Custom parameters specific to your framework. Use it for:

specifying number of sampled responses per input query
judge configuration
configuring few-shot settings

Target Configuration#

defaults:
  target:
    api_endpoint:
      type: chat                           # Default endpoint type
      supported_endpoint_types:            # All supported types
        - chat
        - completions
        - vlm
        - embedding

Endpoint Types#

chat: Multi-turn conversation format following the OpenAI chat completions API (/v1/chat/completions). Use this for models that support conversational interactions with role-based messages (system, user, assistant).

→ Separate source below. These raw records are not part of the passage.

PR #692, opened 2025-05-11
Make it compile in Ubuntu.

lacgit:
When "mvn compile install", it throw "java.lang.OutOfMemoryError: Java heap space: failed reallocation of scalar replaced objects".

Changing -Xmx2048m to -Xmx4096m in below of the pom.xml fixes this error.

            <plugin>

completions: Single-turn text completion format following the OpenAI completions API (/v1/completions). Use this for models that generate text based on a single prompt without conversation context. Often used for log-probability evaluations.

vlm: Vision-language model endpoints that support image inputs alongside text (/v1/chat/completions). Use this for multimodal evaluations that include visual content.

embedding: Embedding generation endpoints for retrieval and similarity evaluations (/v1/embeddings). Use this for tasks that require vector representations of text.